==== EXERCISE DATA ====

PR #1366, opened 2026-05-26
Add Time-Out Timer (TOT) capability to FreeDV.

### LINKED ISSUE #1327: [Feature Request] Add Time-Out Timer (TOT) option
### Contact Details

====

● WHAT TO DO
Everything from the line containing "### LINKED ISSUE" to the end of the data above should be quoted exactly, please, both ends included, and nothing outside that span.

● YOUR RESPONSE
### LINKED ISSUE #1327: [Feature Request] Add Time-Out Timer (TOT) option
### Contact Details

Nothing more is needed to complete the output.